Your task: The answer should contain every record below, output exactly.

Dataset content:

PR #1262, opened 2025-09-04
Add a progress animation to the search box

jleedev:
Add an animated background to the search input, reminiscent of an "indeterminate" progress bar, whenever we are waiting for the search results.

This can make the state more clear when the results are stale because the query has changed and the new results have yet to arrive. It also makes it somewhat more obvious that a two-character query is not going to do anything.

Response to this task:
PR #1262, opened 2025-09-04
Add a progress animation to the search box

jleedev:
Add an animated background to the search input, reminiscent of an "indeterminate" progress bar, whenever we are waiting for the search results.

This can make the state more clear when the results are stale because the query has changed and the new results have yet to arrive. It also makes it somewhat more obvious that a two-character query is not going to do anything.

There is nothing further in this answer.